Hint #1: If you weigh your ingredients the first time you make this recipe, you'll figure out much more precise measurements that work for you in your climate. Not that that makes the process go faster, but it will make you more likely to replicate your scrumptious results next time.
Hint #2: If you happen to be boiling potatoes to make a potato salad – maybe this über-simple one? – for your holiday gathering, use some of the potato water for these buns – you'll end up with a more tender crumb, slightly better elasticity in the dough, and a yummy yummy flavor.
Quick and Easy Hamburger and Hot Dog Buns
- Prep Time: 4 hours
- Cook Time: 25 minutes
- Total Time: 4 hours 25 minutes
- Yield: 12 buns 1x
1/2 cup slightly warm water
2 tablespoons sugar or honey
2 tablespoons active dry yeast
5 1/2 cups spelt and/or all-purpose flour
1 1/2 teaspoons salt
2 teaspoons onion powder (optional)
8 tablespoons softened butter
7/8 cup slightly warm water
melted butter for brushing
First, proof your yeast. Place the 1/2 cup of water and honey in the bowl of an electric mixer and stir to dissolve the honey. Sprinkle the yeast over and let sit until bubbly, about 5 minutes.
Add 3 cups of flour, the salt, the onion powder, the butter, the eggs, and the remaining water. Combine using the paddle attachment. Once everything is well mixed, turn the mixer to high and beat the dough for about 2 minutes. Switch to the dough hook, add the remaining flour, and stir in the flour on low.

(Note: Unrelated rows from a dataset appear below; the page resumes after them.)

PR #27826, opened 2026-08-18
test(e2e): isolate serpapi auth probe from ipv6 dns

### LINKED ISSUE #27785: test: make SerpAPI firewall E2E resilient to dropped AAAA replies
## Problem

The runner E2E test `tests/03-runner/run-t04-firewall-serpapi.bats` can fail before the firewall authentication path is reached when one DNS family reply is dropped.

Observed in PR #27754, Actions run `32022849053`, job `95367357212`:

- the sandbox emitted A and AAAA queries for `serpapi.com`
- the A query returned valid addresses
- no AAAA reply was recorded
- `curl --max-time 5` failed with `Resolving timed out after 5000 milliseconds`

Once all the flour is incorporated, turn the mixer to medium-high (or as high as your machine can withstand!) and knead for another 2-3 minutes. Add water or flour as needed, one tablespoon at a time. The final dough should be soft but not sticky.

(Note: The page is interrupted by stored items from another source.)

PR #27829, opened 2026-08-18
test(runner): avoid cancelling watcher mid-transition

### LINKED ISSUE #27762: test(runner): avoid cancelling workspace cache watcher mid-transition
## Background

Parent objective: #27738 tracks runner tests that become nondeterministic during a concurrent full-suite run.

At runner commit `420b3f8f0e3435f811cc515bb85eb031ef1a5021`, `cargo test -p runner -- --test-threads=4` intermittently failed `workspace_image_cache::watcher::tests::foreign_scope_commit_does_not_wake_observer`. The test passed immediately when run alone, and the complete suite passed serially.

## Problem

The test wraps `watcher.next_change()` in a 100 ms timeout to prove that a foreign-scope commit does not emit a change. After the timeout cancels that future, the test immediately asserts that the foreign cache key is absent from `watch_by_cache_key`.

`next_change()` mutates watcher state in phases: it can install an unclassified entry watch and then await metadata scope classification before removing a foreign watch. If the outer timeout cancels the future between those steps, the test observes the intentionally interrupted intermediate state:

```text
assertion failed: !watcher.watch_by_cache_key.contains_key(&foreign_cache_key)
```

The 100 ms absence check is therefore also being used as a completion barrier for internal inotify processing, which it cannot guarantee. The production runner owns and preserves the in-flight watcher future across unrelated `select!` branches, so the test should not infer completed state after deliberately cancelling it unless cancellation safety is itself the behavior under test.

## Expected behavior

The test should deterministically prove both externally visible requirements: a foreign-scope commit does not wake the observer, and fully processed foreign metadata does not retain an entry watch. It should not inspect post-processing state after cancelling the operation mid-transition.

## Acceptance criteria

- The test no longer treats a 100 ms timeout as proof that all queued inotify work has completed.
- It verifies that a foreign-scope commit emits no workspace-cache change.
- It verifies, after a deterministic processing barrier, that the foreign cache key is not retained in watcher state.
- Coverage continues to use a real temporary filesystem and inotify behavior.
- The focused watcher tests and the complete runner suite pass repeatedly at the supported concurrency.
- Do not skip tests or fix the failure solely by increasing a timeout.
- Preserve production watcher scope filtering and the runner's ownership of the in-flight watcher future unless a separate runtime bug is demonstrated.

## Delivery boundary

This sub-issue covers only workspace-cache watcher test cancellation and synchronization. Other concurrency flakes remain separate children of #27738.

seven332:
## Summary

- preserve the in-flight workspace cache watcher future across the foreign-only timeout
- publish a relevant cache entry afterward as the deterministic processing barrier
- verify the completed change reports only the relevant key before inspecting foreign watch cleanup

## Scope

This is a test-only synchronization change. It does not change production watcher filtering, ownership, timeouts, or runtime behavior.

Closes #27762

Parent context: #27738

## Validation

- focused watcher test: 20 consecutive passes
- `cargo test -p runner -- --test-threads=4 --quiet`: two consecutive passes, each with 3,160 passed and 20 ignored runner tests plus the passing guest inventory test
- pre-commit Rust formatting, workspace rustdoc, workspace Clippy, file-size, and commit-message hooks

An earlier full-suite attempt exposed an unrelated existing race in `proxy::process::tests::graceful_stop_kills_descendant_after_parent_exits_cleanly`, where path existence can precede PID-file contents. The watcher test passed in that run, and the two subsequent complete runs passed. The separate flake is tracked in #27830.

### DIFF
--- a/crates/runner/src/workspace_image_cache/watcher.rs
+++ b/crates/runner/src/workspace_image_cache/watcher.rs
@@ -762,15 +762,26 @@ mod tests {
             .unwrap();
         let observer = WorkspaceImageCache::shared(observer_paths, &home, "group-a");
         let publisher = WorkspaceImageCache::shared(publisher_paths, &home, "group-b");
-        let mut watcher = WorkspaceCacheWatcher::new(observer).await.unwrap();
+        let mut watcher = WorkspaceCacheWatcher::new(observer.clone()).await.unwrap();
 
         let foreign_cache_key = commit_entry(&publisher, "foreign-only-entry").await;
 
+        let mut next_change = Box::pin(watcher.next_change());
         assert!(
-            tokio::time::timeout(std::time::Duration::from_millis(100), watcher.next_change())
+            tokio::time::timeout(std::time::Duration::from_millis(100), &mut next_change)
                 .await
                 .is_err()
         );
+        let relevant_cache_key = commit_entry(&observer, "relevant-entry").await;
+        let change = tokio::time::timeout(std::time::Duration::from_secs(2), &mut next_change)
+            .await
+            .unwrap()
+            .unwrap();
+        assert_eq!(
+            change.committed_cache_keys,
+            BTreeSet::from([relevant_cache_key])
+        );
+        drop(next_change);
         assert!(!watcher.watch_by_cache_key.contains_key(&foreign_cache_key));
     }
 


seven332:
## Code Review: PR #27829

**Reviewed head:** `1f9800fab87370d7300bdc65ab86ae80d6b9a0a7`

### Summary

The watcher regression test now preserves the same in-flight `next_change()` future across its foreign-only timeout, then publishes a relevant entry as an ordered completion barrier before inspecting foreign watch cleanup. Production watcher behavior and timeout values are unchanged.

### Findings

No findings.

### Testing

Rust formatting, runner Clippy, runner rustdoc, and repository commit hooks passed. The focused watcher test passed 20 consecutive runs, and the complete runner suite passed twice consecutively with four test threads. An unrelated proxy descendant PID publication race observed in an earlier suite attempt is tracked separately in #27830.

### Verdict

LGTM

Place the dough in a lightly greased bowl, cover with a tea towel, and let it rise until it's puffy, about 1 – 1 1/2 hours.
Scrape the dough onto your work counter, then divide it into 12 pieces.

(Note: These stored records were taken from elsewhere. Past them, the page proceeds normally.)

PR #27831, opened 2026-08-18
test(runner): synchronize workspace cache lock retry

### LINKED ISSUE #27765: test(runner): synchronize transient workspace cache lock release under suite load

seven332:
## Summary

- replace the workspace-cache executor test's permission polling and controller thread with an instance-scoped one-shot test gate
- signal the gate only after the first real lock acquisition returns busy, then release the held lock before the existing contention timeout starts
- keep production lock/cache behavior, the 50 ms timeout, retry cadence, workspace configuration, and telemetry unchanged

## Scope

The gate, cache injection field, builder, and gated entry are compiled only for runner tests. Production and test wrappers share the same timeout acquisition implementation. This PR does not change APIs, protocols, persisted state, migrations, deployment behavior, or runtime timeout values.

Closes #27765

Parent context: #27738

## Validation

- target test repeated 20 times:
  `cargo test -q -p runner executor::tests::sandbox_run_tests::workspace_cache::execute_inner_waits_for_transient_workspace_cache_lock -- --exact`
- `cargo test -p runner workspace_image_cache::tests::lifecycle`
- `cargo test -q -p runner` (3 complete runs; each 3,160 passed, 20 ignored; guest inventory passed)

### DIFF
--- a/crates/runner/src/executor/tests/sandbox_run_tests/workspace_cache.rs
+++ b/crates/runner/src/executor/tests/sandbox_run_tests/workspace_cache.rs
@@ -2,9 +2,6 @@ use super::*;
 use async_trait::async_trait;
 use httpmock::prelude::*;
 use sha2::{Digest, Sha256};
-use std::os::unix::fs::PermissionsExt;
-use std::sync::mpsc;
-use std::time::Instant;
 
 use crate::executor::session_history_cpu::{SessionHistoryCpuPool, SessionHistoryCpuTestGate};
 use crate::executor::tests::support::RUN_IN_SANDBOX_TEST_TIMEOUT;
@@ -14,7 +11,9 @@ use crate::types::{
     ResumeSessionHistory, ResumeSessionHistoryEncoding, ResumeSessionHistoryRef,
     ResumeSessionHistoryRefKind, WorkspaceReuseResult,
 };
-use crate::workspace_image_cache::WorkspaceSessionHistorySidecarRepresentation;
+use crate::workspace_image_cache::{
+    WorkspaceImagePrepareLockTestGate, WorkspaceSessionHistorySidecarRepresentation,
+};
 
 fn enable_api_start_telemetry(context: &mut crate::types::ExecutionContext) {
     context.api_start_time = Some(chrono::Utc::now().timestamp_millis().max(0) as u64);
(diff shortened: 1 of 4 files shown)


seven332:
## Code Review: PR #27831

**Reviewed head:** `52b6818669f15d72ac7b9c7f3c08b504be2f119a`

### Summary

The instance-scoped test gate now proves the first real flock attempt returned busy before releasing the held lock. The normal retry path, 50 ms production timeout, cache-hit configuration, and telemetry remain unchanged.

### Findings

No findings.

### Testing

Reviewed the executor integration path, shared lock helper, test-only cache seam, cancellation/resource ownership, and submitted validation. The target test passed 20 repeated runs; three complete runner-suite runs plus Rust format, Clippy, and documentation checks passed. CI is still in progress.

### Verdict

LGTM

If you want to make these as dinner rolls, you can just roll them into balls, but for buns to accompany burgers and hot dogs, you'll want to shape them a bit.
To make hamburger buns: Shape the dough into balls and place them on an unfloured surface. Cup your hand over each ball and twist gently counterclockwise, then place them on a parchment-lined baking sheet (according to King Arthur Flour, this tightens the dough to help them retain their burger-friendly shape during baking). Gently flatten each piece until it's about 4″ wide.
To make hot dog buns: Shape the buns into oblong oval-shaped balls, then press down in the middle with the side of your hand to create an indentation. Pull the sides up and set aside on the baking sheet.
Cover baking sheet with a tea towel and let rise for another 1 – 1 1/2 hours until puffed.
Preheat the oven to 350° F. Brush each bun with melted butter.
Bake until the buns are just beginning to brown, 20-22 minutes. The internal temperature should be at least 200°F.
Remove the buns from the oven, transfer to a rack, and brush with the remaining melted butter. Allow the buns to cool completely, then store airtight at room temperature for up to 3 days.
Since I started checking internal temperatures, the textures and crusts of my baked goods have been much improved. I highly recommend this! A very simple thermometer – like this one – should suffice.